17. Verweerder zal worden veroordeeld in de proceskosten tot een bedrag van € 644,--, uitgaande van 2 procespunten (beroepschrift en verschijnen ter zitting) en een zaak van gemiddeld gewicht.
III. Uitspraak
De Rechtbank Middelburg
verklaart het beroep gegrond;
vernietigt het bestreden besluit;
draagt verweerder op een nieuw besluit op bezwaar te nemen, met in achtneming van deze uitspraak;
treft de voorlopige voorziening dat het besluit van 10 februari 2006 wordt geschorst;
treft de voorlopige voorziening dat verweerder wordt opgedragen om eiseres te behandelen als ware haar een indicatie Ondersteunende Begeleiding, klasse 7, voor 16 tot 19,9 uur per week, toegekend;
bepaalt dat de voorlopige voorzieningen vervallen na zes weken nadat het nieuwe besluit op bezwaar is bekend gemaakt;
bepaalt dat de Stichting Centrum indicatiestelling zorg aan eiseres het door haar betaalde griffierecht ten bedrage van € 38,-- (achtendertig euro) vergoedt;
veroordeelt verweerder in de kosten van deze procedure, aan de zijde van eiseres begroot op
€ 644,- (zeshonderdvierenveertig euro), te betalen door de Stichting Centrum indicatiestelling zorg aan eiseres.
Aldus gedaan en in het openbaar uitgesproken op 19 maart 2007
door mr.

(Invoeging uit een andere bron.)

PR #445, opened 2018-09-27
Give httpd time to stop listening on 80/443 on upgrades

vpodzime:
If 'apachectl stop' finishes with exit code 0, but something is
still listening on the HTTP(S) port(s), it's worth it to try and
give 'httpd' some more time to finish terminating properly before
just giving up.

### DIFF
--- a/packaging/common/cfengine-hub/preinstall.sh
+++ b/packaging/common/cfengine-hub/preinstall.sh
@@ -116,8 +116,13 @@ then
     HTTPD_RUNNING=`filter_netstat_listen ":80\s|:443\s"`
     if [ ! -z "$HTTPD_RUNNING" ];
     then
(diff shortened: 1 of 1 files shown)


cf-bottom:

vpodzime:
> would a killall of some sort work?

Well, if I read the scriptlet correctly, we are trying to avoid killing non-CFEngine processes. Note that the sleep I added only happens after `apachectl stop` finishes and only when it exits with the code `0`. Not sure if we should add some more aggressive command to kill the process that we identify as *the CFEngine httpd*.

vpodzime:
I think this should be cherry-picked to *3.12.x*, opinions?

olehermanse:
@vpodzime agreed

vpodzime:
> @vpodzime agreed

#448

PR #448, opened 2018-10-03
[3.12.x] Give httpd time to stop listening on 80/443 on upgrades

vpodzime:
If 'apachectl stop' finishes with exit code 0, but something is
still listening on the HTTP(S) port(s), it's worth it to try and
give 'httpd' some more time to finish terminating properly before
just giving up.

(cherry picked from commit c0af01d63081f9c529d1c981b2b8a8b2cf0c90cd)


cf-bottom:

PR #450, opened 2018-10-11
Attempt to fix access to tests/acceptance

olehermanse:


cf-bottom:

olehermanse:
@Lex-2008 @vpodzime @nickanderson @craigcomstock This change didn't make a difference. Do you think we should leave it there or revert it?

vpodzime:
> This change didn't make a difference. Do you think we should leave it there or revert it?

Leave it.

PR #455, opened 2018-10-15
Upgrade: assume PostgreSQL is running on 3.7.x if running cf-hub

vpodzime:
3.7.x has broken detection of the PostgreSQL status and
'postgres' is always reported as 'not running'. Thus when we
capture the pre-upgrade state of runnig processes, PostgreSQL is
missing there and as a consequence it is not started when the
upgrade is finished.

To workaround this, let's assume that PostgreSQL is running on
3.7.x if cf-hub is also running.

Ticket: ENT-4082


cf-bottom:

vpodzime:
I'll check this in the upgrade tests and backport it to 3.12.x if it works as expected.

PR #461, opened 2018-10-22
Try to avoid some race conditions when checking if PostgreSQL is running

vpodzime:


cf-bottom:

packaging/common/cfengine-hub/preinstall.sh
```diff
@@ -145,51 +145,66 @@ then
...
-if [ ! -z "$PSQL_RUNNING" ];
-then
-  cf_console echo "There seems to be a server listening on port 5432"
-  cf_console echo "This might mean that there is a PostgreSQL server running on the machine already"
-  cf_console echo "Checking if the Postgres installation belongs to a previous CFEngine deployment"
-  PSQL_COMMAND=$(ps -p $(fuser -n tcp 5432 2>/dev/null) -o args=|cut -d' ' -f1)
-  if [ ! -z "$PSQL_COMMAND" ];
+ensure_postgres_terminated() {
+  PSQL_RUNNING=`filter_netstat_listen ":5432\s"`
+  if [ ! -z "$PSQL_RUNNING" ];
```
Lex-2008: you could also invert this condition and write something like
```suggestion
  if [ -z "$PSQL_RUNNING" ];
  then
    exit 0
  fi
```
and remove one level of indentation from the following commands.

Less indentation - less disk usage - greener environment! :leaves:

packaging/common/cfengine-hub/preinstall.sh
```diff
@@ -145,51 +145,66 @@ then
...
   then
-    if [ "$PSQL_COMMAND" = "$PREFIX/bin/postgres" ];
+    cf_console echo "There seems to be a server listening on port 5432"
+    cf_console echo "This might mean that there is a PostgreSQL server running on the machine already"
+    cf_console echo "Checking if the Postgres installation belongs to a previous CFEngine deployment"
+
+    # First let's try giving PostgreSQL time to terminate (it may still be in
```
Lex-2008: I would expect to see some `sleep 1` when we talk about "giving some time" :timer_clock:

packaging/common/cfengine-hub/preinstall.sh
```diff
@@ -145,51 +145,66 @@ then
...
+    # the process of doing so).
+    pgpid=$(echo "$PSQL_RUNNING" | sed -r -e '/pid=/!d' -e 's/.*pid=([0-9]+),.*/\1/' | tail -1)
+    pgargs=$(ps -p $pgpid -o args=)
+    if [ $? != 0 ];
+    then
+      cf_console echo "The PostgreSQL server terminated, moving on."
+      return 0
+    fi
+    PSQL_COMMAND=$(echo "$pgargs" | cut -d' ' -f1)
+    if [ ! -z "$PSQL_COMMAND" ];
```
Lex-2008: Same here:
```suggestion
    if [ -z "$PSQL_COMMAND" ];
    then
      cf_console echo "There is an unknown process listening on the PostgreSQL port"
      exit 1
    fi
```

packaging/common/cfengine-hub/preinstall.sh
vpodzime: Good point. Changing.

packaging/common/cfengine-hub/preinstall.sh
vpodzime: Oh, that's just a leftover. Good catch.

packaging/common/cfengine-hub/preinstall.sh
vpodzime: This one has a bigger `else` branch, I think the more likely one (which is `! -z "$PSQL_COMMAND"`) should be first. So keeping this one as is.

vpodzime:
> What about stopping PostgreSQL **before** moving its data dir to backup dir?

Yeap, I was thinking that too. But I want to submit is as a separate PR. This one seems to be the last missing piece to make the upgrade deployment tests green.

G.H. Nomes, in tegenwoordigheid van P.C.M. van Leeuwen, griffier.
Tegen deze uitspraak kan een belanghebbende hoger beroep instellen.
Het instellen van het hoger beroep geschiedt door het indienen van een beroepschrift bij de Centrale Raad van Beroep, Postbus 16002, 3500 DA Utrecht, binnen zes weken na de dag van verzending van deze uitspraak.
Nota bene:
In deze uitspraak is het beroep (deels) gegrond verklaard en is het bestreden besluit vernietigd.
Als de rechtbank daarbij gronden van uw beroep uitdrukkelijk heeft verworpen en u wilt daarin niet berusten, moet daartegen binnen bovengenoemde termijn hoger beroep worden ingesteld.
Afschrift verzonden op: 19 maart 2007.